Newman went to Rome to be ordained to the priesthood and after some uncertainties founded the Oratory at Birmingham in 1848. He was suspect among the more rigorous Catholic clergy because of the quasi-liberal spirit that he seemed to have brought with him; and therefore his early career as a Roman Catholic priest was marked by a series of frustrations.

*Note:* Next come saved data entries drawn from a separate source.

PR #1828, opened 2020-01-16
fix: multi-input 0.13.0 bugs

mikerodonnell89:

#1811 

Hide empty popover container when the displayedValues list is empty, open popover container when user types anything into the search, prevent click event from firing on disabled multi input


JKMarkowski:
Hi @mikerodonnell89, I was more thinking not about adding class, but maybe about changing `isOpen` state of multi input, what do you think about it?

mikerodonnell89:
@JKMarkowski yep that makes a lot more sense, updated the pr

PR #1832, opened 2020-01-17
fix: change checkbox state update trigger

salarenko:
#### Link to the associated issue.
#1811 

#### Brief summary of this pull request.
This PR fixes weird behavior of tristate checkbox in IE11, caused by IE11 not emitting change event on indeterminate state change. To fix this error I've changed the source triggering change of checkbox state from input `(change)` to label `(click)` and input `(keyup)` events.

### DIFF
--- a/libs/core/src/lib/checkbox/checkbox/checkbox.component.ts
+++ b/libs/core/src/lib/checkbox/checkbox/checkbox.component.ts
@@ -154,7 +154,7 @@ export class CheckboxComponent implements ControlValueAccessor {
     /** @hidden Updates checkbox state on spacebar key
      * and prevents from double check update from label-input binding */
     public checkByKey(event: KeyboardEvent): void {
-        if (event.keyCode === 32) {
+        if (this._isSpaceBarEvent(event)) {
             this.nextValue();
             event.preventDefault();
         }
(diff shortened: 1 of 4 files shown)


libs/core/src/lib/checkbox/checkbox/checkbox.component.ts
```diff
@@ -144,6 +144,29 @@ export class CheckboxComponent implements ControlValueAccessor {
...
+     * and prevents from double check update from label-input binding */
+    public checkByClick(event: Event) {
+        this.nextValue();
+        event.preventDefault();
+    }
+
+    /** @hidden Updates checkbox state on spacebar key
+     * and prevents from double check update from label-input binding */
+    public checkByKey(event: KeyboardEvent): void {
+        if (event.keyCode === 32) {
```
rengare: lets move key `32` to constant

rengare: also move that if statement to function because it is called 2 times here and line 165 `is'x'Entered()`

salarenko: Moving conditional statement to separate function is a good idea, but I don't think there is a need to create variable for space bar key code.

PR #1857, opened 2020-01-22
fix: added class to product switch which fixes dots in li tag

rengare:
PR overwrites LI tag dots for product switch


stefanoScalzo:
There is actually no styling that needs to be added. Just make sure the markup is the same. Right now the fd-product-switch__item is at the li's child level but it should be at the li level!

PR #1872, opened 2020-01-28
fix: busy-indicator added aria-hidden attribute and a storybook for testing

droshev:
## Please provide a brief summary of this pull request.
set `aria-hidden` attribute and create a storybook for `busy-indicator`

Documentation checklist:
- [x] update `README.md`
- [x] Documentation Examples


libs/core/src/lib/busy-indicator/busy-indicator.component.html
```diff
@@ -1,13 +1,12 @@
...
+<div [ngClass]="{
         'fd-busy-indicator--l': size == 'l',
         'fd-busy-indicator--m': size == 'm',
         'fd-busy-indicator--s': size == 's'
     }"
-    *ngIf="loading"
-    [attr.aria-label]="loadingLabel"
->
+     *ngIf="loading"
+     aria-hidden="true"
```
mikerodonnell89: Should this be `aria-hidden="!loading"`? If this is hidden from screenreaders etc. all the time then the aria-label will always be ignored

InnaAtanasova:
Please provide a description for the Pull Request. What problem you try to solve by setting the `aria-hidden` to true?

libs/core/src/lib/busy-indicator/busy-indicator.component.html
droshev: check whether this is fine in Firefox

He was summoned to Ireland to be the first rector of the new Catholic university in Dublin, but the task was, under the circumstances, impossible, and its best result was his book On the Idea of a University (1852). His role as editor of the Roman Catholic monthly, The Rambler, and in working with Lord Acton to encourage critical scholarship among Catholics, rendered him further suspect and caused a breach with Henry Manning, who was soon to be the new archbishop of Westminster. One of Newman's articles ( On Consulting the Faithful in Matters of Doctrine ) was reported to Rome on suspicion of heresy. He attempted to found a Catholic hostel at Oxford but was thwarted by the opposition of Manning.

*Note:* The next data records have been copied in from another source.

Issue #1839, opened 2020-01-20
Token and Tokenizer Fundamental-styles 0.5.0 adoption


InnaAtanasova:
Token component has been refactored in version 0.5.0 of Fundamental-styles and the Tokenizer has been added as a new feature to the component. Fundamental-ngx needs to adopt these changes.

PR #1878, opened 2020-01-29
fix: token and tokenizer implementation of 0.5.0

mikerodonnell89:

#1839 

Update the token and add the tokenizer component.  Also refactor the multi-input to use the tokenizer


apps/docs/src/app/core/component-docs/token/token-docs.component.ts
```diff
@@ -1,26 +1,77 @@
...
+            component: 'TokenCompactExampleComponent',
+            typescriptFileCode: compactTokenTs
+        }
+    ];
+    tokenizer: ExampleFile[] = [
+        {
+            language: 'html',
+            code: tokenizerH,
+            fileName: 'tokenizer-example-example',
+            component: 'TokenizerExampleComponent'
```
stefanoScalzo: component should only be in the typescript part

mikerodonnell89:
Going to fix a few preexisting bugs then reopen this

libs/core/src/lib/multi-input/multi-input.component.html
```diff
@@ -1,61 +1,54 @@
...
-    </fd-token>
+            </fd-popover-control>
+            <fd-popover-body [attr.aria-hidden]="!open">
+                <fd-menu class="fd-multi-input-menu-overflow"
+                         *ngIf="displayedValues && displayedValues.length"
+                         [style.maxHeight]="maxHeight">
+                    <ul fd-menu-list>
+                        <li *ngFor="let value of displayedValues; let ind  = index">
+                            <label fd-menu-item (keydown)="handleKeyDown($event, ind)">
+                                <fd-checkbox [ngModel]="selected ? selected.indexOf(value) !== -1 : false"
```
salarenko: There is a problem with this particular implementation. If you click inside the `label` inside the `li` element in popover (outside of checkbox label but still inside of the list element) checkbox is going to be selected but only visually! Checkbox value is updated on checkbox label click, I guess it'a a problem with checkbox.

libs/core/src/lib/token/tokenizer.component.html
```diff
@@ -0,0 +1,7 @@
+<div class="fd-tokenizer" (focus)="tokenizerHasFocus = true" (blur)="tokenizerHasFocus = false; null"
```
salarenko: `(blur)="tokenizerHasFocus = false; null"` I think that `null` is a leftover from some previous implementation

libs/core/src/lib/token/tokenizer.component.ts
```diff
@@ -0,0 +1,23 @@
+import { Component, Input, ViewEncapsulation } from '@angular/core';
+
+@Component({
+  selector: 'fd-tokenizer',
+  templateUrl: './tokenizer.component.html',
+  styleUrls: ['./tokenizer.component.scss'],
+  encapsulation: ViewEncapsulation.None,
```
salarenko: Change detection strategy

libs/core/src/lib/multi-input/multi-input.component.scss
```diff
@@ -17,11 +19,21 @@
...
     }
 
-    .fd-multi-input-token-spacing {
-        margin: 0 4px 4px 0;
+    .fd-multi-input-tokenizer {
+        width: 100%;
+    }
+
+    .fd-multi-input-tokenizer-input {
+        border: none !important;
```
salarenko: Do we have to use `!important` :( ?

libs/core/src/lib/multi-input/multi-input.component.html
mikerodonnell89: What browser are you seeing this with?  I fixed it (with Chrome at least), do you have the latest?

mikerodonnell89:
> * Please write some tests for `Tokenizer` and a disabled case for `Token`
> * It seems that you can focus `Token` but you cannot remove it with keyboard
> * There is no visual focus on `Tokenizer` input

There is no longer a disabled case for token

libs/core/src/lib/multi-input/multi-input.component.scss
mikerodonnell89: This css class felt code-smelly to me as well but I couldn't find another way, I was hoping to solicit help from the team on these properties

mikerodonnell89:
> * It seems that you can focus `Token` but you cannot remove it with keyboard

I can tab out of a focused token... did you have another method of doing so in mind?

libs/core/src/lib/multi-input/multi-input.component.scss
JKMarkowski: Please do not use `!important` in library, always try to use stronger selectors

InnaAtanasova:
Selected state token has black outline, it's white in Fund-styles
Screen Shot 2020-02-03 at 3 35 33 PM
Screen Shot 2020-02-03 at 3 35 27 PM

InnaAtanasova:
Screen Shot 2020-02-03 at 3 39 53 PM

I think the "functionality" part of Tokenizer is missing. When user enters some value in the input field and press Enter a new Token should be created.

InnaAtanasova:
Screen Shot 2020-02-03 at 3 49 35 PM

Compact Tokenizer doesn't have the correct dimensions for the input (Input should also be compact)

mikerodonnell89:
> Selected state token has black outline, it's white in Fund-styles
> 
> Styles:
> Screen Shot 2020-02-03 at 3 35 33 PM
> 
> NGX:
> Screen Shot 2020-02-03 at 3 35 27 PM

i am only seeing the black outline on selected tokens on the deployment, not on my local server… any idea how that could happen?

libs/core/src/lib/token/tokenizer.component.ts
```diff
@@ -0,0 +1,86 @@
...
+        if (event.code === 'ArrowLeft' || event.code === 'ArrowRight') {
+            let elementToFocus;
+            if (event.code === 'ArrowLeft') {
+                newIndex = fromIndex - 1;
+            } else if (event.code === 'ArrowRight') {
+                newIndex = fromIndex + 1;
+            }
+            if (newIndex >= 0 && newIndex < this.tokenList.length) {
+                elementToFocus = this.tokenList.filter((element, index) => index === newIndex)[0]
+                    .elementRef.nativeElement.querySelector('.fd-token');
```
JKMarkowski: Could you add `focus` method on `td-token` element and use elements from `contentChildren`, instead of queryList? 
Currently there is JS solution. I would in general replace it by observables with `renderer.listen` methods. You can check how it's done with in [tabs](https://github.com/SAP/fundamental-ngx/blob/26746d3fa15628b7be3aebf012bf696d762c271e/libs/core/src/lib/tabs/tab-nav/tab-nav.component.ts)
@salarenko  @rengare  @InnaAtanasova  What do you think about it?

libs/core/src/lib/token/tokenizer.component.ts
```diff
@@ -0,0 +1,86 @@
...
+
+    /** @hidden */
+    inputKeyDown(event) {
+        if (event.key === 'ArrowLeft') {
+            this.handleTokenFocus(event, this.tokenList.length);
+        }
+    }
+
+    /** @hidden */
+    handleTokenFocus(event, fromIndex) {
```
JKMarkowski: Also It would be great to somehow split this method.

libs/core/src/lib/token/tokenizer.component.spec.ts
```diff
@@ -0,0 +1,27 @@
...
+    fixture = TestBed.createComponent(TokenizerComponent);
+    component = fixture.componentInstance;
+    fixture.detectChanges();
+  });
+
+  it('should create', () => {
+    expect(component).toBeTruthy();
+    expect(component.tokenizerHasFocus).toBeFalsy();
+    expect(component.compact).toBeFalsy();
+  });
```
JKMarkowski: I would suggest to add some tests for keyboard support

libs/core/src/lib/token/token.component.ts
```diff
@@ -18,42 +16,44 @@ import {
...
     styleUrls: ['./token.component.scss'],
-    host: {
-        class: 'fd-token',
-        '[class.fd-token__disabled]': 'disabled',
-        'role': 'button'
-    },
     encapsulation: ViewEncapsulation.None,
     changeDetection: ChangeDetectionStrategy.OnPush
 })
 export class TokenComponent {
```
JKMarkowski: Let's add there some onKeyDown  EventEmitter<KeyboardEvent>

libs/core/src/lib/token/tokenizer.component.ts
JKMarkowski: Please add type return and types for parameters

libs/core/src/lib/token/tokenizer.component.ts
```diff
@@ -0,0 +1,86 @@
...
+    @Input()
+    inputValue: string;
+
+    /** @hidden */
+    ngAfterViewInit() {
+        this.input.elementRef.nativeElement.addEventListener('keydown', (event) => this.inputKeyDown(event));
+    }
+
+    /** @hidden */
+    inputKeyDown(event) {
```
JKMarkowski: Please add type return (void) and types for parameters

libs/core/src/lib/token/tokenizer.component.ts
```diff
@@ -0,0 +1,86 @@
...
+    /** Whether the tokenizer-example is compact */
+    @Input()
+    compact: boolean = false;
+
+    /** The value for the tokenizer input */
+    @Input()
+    inputValue: string;
+
+    /** @hidden */
+    ngAfterViewInit() {
```
JKMarkowski: Please add type return (void)

libs/core/src/lib/token/token.component.ts
mikerodonnell89: Would they not just use `<fd-token (keydown)="someFunction()">`?

libs/core/src/lib/form/form-control/form-control.directive.ts
```diff
@@ -34,6 +34,9 @@ export class FormControlDirective extends AbstractFdNgxClass {
     @Input()
     type: string;
 
+    /** @hidden */
+    elementRef: ElementRef;
+
```
JKMarkowski: If you need to use it somewhere else, maybe put it to `constructor(public elementRef: ElementRef) {}`

libs/core/src/lib/multi-input/multi-input.component.scss
```diff
@@ -1,4 +1,6 @@
 @import "~fundamental-styles/dist/multi-input";
+@import "~fundamental-styles/dist/tokenizer";
+@import "~fundamental-styles/dist/token";
```
JKMarkowski: Do we need it? token/tokenizer module is imported to multi-input module. These imports increases size of output file.

libs/core/src/lib/token/token.component.ts
JKMarkowski: actually you are right, it's propagated upper.

libs/core/src/lib/token/tokenizer.component.ts
```diff
@@ -0,0 +1,90 @@
...
+@Component({
+  selector: 'fd-tokenizer',
+  templateUrl: './tokenizer.component.html',
+  styleUrls: ['./tokenizer.component.scss'],
+  encapsulation: ViewEncapsulation.None,
+  changeDetection: ChangeDetectionStrategy.OnPush
+})
+export class TokenizerComponent implements AfterViewInit {
+
+    @ContentChildren(forwardRef(() => TokenComponent))
```
JKMarkowski: Can we add `/** @hidden  */` comment here?

libs/core/src/lib/token/tokenizer.component.ts
```diff
@@ -0,0 +1,90 @@
...
+    tokenList: QueryList<TokenComponent>;
+
+    @ContentChild(forwardRef(() => FormControlDirective), {static: true})
```
JKMarkowski: Can we add `/** @hidden  */` comment here?

libs/core/src/lib/token/tokenizer.component.ts
```diff
@@ -0,0 +1,90 @@
...
+    ngAfterViewInit(): void {
+        if (this.input && this.input.elementRef) {
+            this.input.elementRef.nativeElement.addEventListener('keydown', (event) => {
+                this.handleKeyDown(event, this.tokenList.length);
+            });
+        }
+    }
+
+    /** @hidden */
+    handleKeyDown(event, fromIndex): void {
```
JKMarkowski: Let's add types to parameters

libs/core/src/lib/token/tokenizer.component.ts
```diff
@@ -0,0 +1,90 @@
...
+        }
+        if (newIndex === this.tokenList.length && event.code === 'ArrowRight') {
+            this.input.elementRef.nativeElement.focus();
+        } else if (newIndex || newIndex === 0) {
+            this.focusTokenElement(event, newIndex);
+        }
+    }
+
+    /** @hidden */
+    focusTokenElement(event, newIndex): HTMLElement {
```
JKMarkowski: Let's add types to parameters

libs/core/src/lib/token/token.component.ts
```diff
@@ -18,42 +16,44 @@ import {
...
-            }
+        event.stopPropagation();
+        if (!this.disabled) {
+            this.onCloseClick.emit(event);
         }
     }
 
-}
-
+    constructor(elementRef: ElementRef) {
```
JKMarkowski: The same situation as above, maybe consider adding `constructor(public elementRef: ElementRef) `

JKMarkowski:
> > Selected state token has black outline, it's white in Fund-styles
> > Styles:
> > Screen Shot 2020-02-03 at 3 35 33 PM
> > NGX:
> > Screen Shot 2020-02-03 at 3 35 27 PM
> 
> i am only seeing the black outline on selected tokens on the deployment, not on my local server… any idea how that could happen?

Angular tries to optimize `.scss` code during compilation, it causes such issues.

apps/docs/src/app/core/component-docs/token/examples/tokenizer-compact-example/tokenizer-compact-example.component.html
```diff
@@ -0,0 +1,10 @@
+<form [formGroup]="tokenizerExampleForm" (ngSubmit)="onSubmit()">
+    <div fd-form-item>
+        <fd-tokenizer [compact]="true">
+            <fd-token (onCloseClick)="removeToken(token)" *ngFor="let token of tokens" [compact]="true"
+                      [readOnly]="token.readOnly">{{token.text}}</fd-token>
+            <input formControlName="inputControl" fd-form-control class="fd-input fd-tokenizer__input" [compact]="true"
```
JKMarkowski: Can you create directive `fd-tokenizer-input`, which will allow `fd-tokenizer__input` class? We don't force users to put classes in element. Also please remove `fd-input`, because it's provided by `fd-form-control`

libs/core/src/lib/token/tokenizer.component.ts
```diff
@@ -0,0 +1,93 @@
...
+        if (newIndex >= 0 && newIndex < this.tokenList.length) {
+            elementToFocus = this.tokenList.filter((element, index) => index === newIndex)[0]
+                .elementRef.nativeElement.querySelector('.fd-token');
+            // element needs tabindex in order to be focused
+            elementToFocus.setAttribute('tabindex', '0');
+            elementToFocus.focus();
+            elementToFocus.addEventListener('keydown', handleFunctionReference);
+            elementToFocus.addEventListener('blur', () => {
+                elementToFocus.setAttribute('tabindex', '-1');
+                elementToFocus.removeEventListener('keydown', handleFunctionReference);
```
JKMarkowski: Could you put it to different method, named for example: `addKeyboardListener(element: type): void`

libs/core/src/lib/token/tokenizer.component.ts
```diff
@@ -0,0 +1,93 @@
...
+
+    /** @hidden */
+    focusTokenElement(event: KeyboardEvent, newIndex: number): HTMLElement {
+        // function needs to be defined in order to be referenced later by addEventListener/removeEventListener
+        const handleFunctionReference = (e) => {
+            if (newIndex || newIndex === 0) {
+                this.handleKeyDown(e, newIndex);
+            }
+        };
+        let elementToFocus;
```
JKMarkowski: Please add type to this variable

libs/core/src/lib/token/tokenizer.component.ts
```diff
@@ -0,0 +1,93 @@
...
+        if (this.input && this.input.elementRef) {
+            this.input.elementRef.nativeElement.addEventListener('keydown', (event) => {
+                this.handleKeyDown(event, this.tokenList.length);
+            });
+        }
+    }
+
+    /** @hidden */
+    handleKeyDown(event: KeyboardEvent, fromIndex: number): void {
+        let newIndex;
```
JKMarkowski: Could you add type to this variable?

InnaAtanasova:
We need to discuss the missing border but it's in styles. The PR looks good to me!

PR #7857, opened 2022-03-09
fix(core): upload collection overflow

platon-rov:
## Related Issue(s)

Part of #7815

Pr in styles https://github.com/SAP/fundamental-styles/pull/3227

## Description

Upload collection overflow fixes.

### Before:

image

### After:

image

## BREAKING CHANGE:

* Upload collection item object status now needs `fd-upload-collection-status-item` directive to be applied.


apps/docs/src/app/core/component-docs/upload-collection/examples/upload-collection-complex-example.component.html
```diff
@@ -69,6 +69,8 @@
                     label="Negative Object Status"
                     title="Object status Negative"
                     aria-label="Object status Negative"
+                    class="fd-upload-collection__status-group-item"
+                    textClass="fd-upload-collection__status-group-item-text"
```
dmitry-stepanenko, line 73: these classes bring behavior users should have by default. should we actually force users to manually set them? maybe it's better to apply them internally to have truncation?

platon-rov: We can try to remove `fd-upload-collection__status-group-item-text` but `fd-upload-collection__status-group-item` still will be present as it sets margins.

platon-rov: Update on this one. 

I don't think we can get rid of it, unfortunately. Original object status shouldn't has `text-overflow: ellipsis` and it should has it here. 

First approach - use selector `.fd-upload-collection__status-group .fd-object-status__text` and apply styles **implicitly**. It goes against BEM methodology.

Second approach - apply classes **explicitly**. Requires more actions to do from users but at least is doesn't conflict any other items.

dmitry-stepanenko: @platon-rov maybe we should have someone else's opinion here, but I would go with implicit approach, because:
a) it won't fix the issue for existing use cases
b) since this is considered as a bug, using upload collection without this class will lead to incorrect behavior. Which means it should never be the case

g-cheishvili: I think we should have additional Directive here, called `fd-upload-collection-status-group-item` or something in this manner. It should inject `fd-object-status` and then set these classes. Implicit is the way to go here in opinion, but also for some reason if user wants to override classes, he should have that possibility for sure. Forcing user to explicitly type these classes will be very uncomfortable in my opinion

dmitry-stepanenko (approved):

InnaAtanasova (approved):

From the burden of these frustrations Newman was delivered in 1864 by an unwarranted attack from Charles Kingsley upon his moral teaching. Kingsley in effect challenged him to justify the honesty of his life as an Anglican. And though he treated Kingsley more severely than some thought justified, the resulting history of his religious opinions, Apologia pro Vita Sua (1864; "A Defense of His Life ), was read and approved far beyond the limits of the Roman Catholic church, and by its candour, interest, and the beauty of some passages, it recaptured the almost national status that he had once held.
Though the Apologia was not much liked by Manning, it assured Newman's stature in the eyes of many Catholics. In 1870 he expressed opposition to defining the doctrine of papal infallibility, though he himself accepted the doctrine. In the same year, he published his Essay in Aid of a Grammar of Assent (commonly known as The Grammar of Assent), which contained a further consideration of the nature of faith and an attempt to show how faith can possess certainty when it rises out of evidence that can never be more than probable. In 1879 Pope Leo XIII made him cardinal-deacon of St. George in Velabro. He died at Birmingham in 1890 and is buried at Rednal, the retirement house of the Oratory.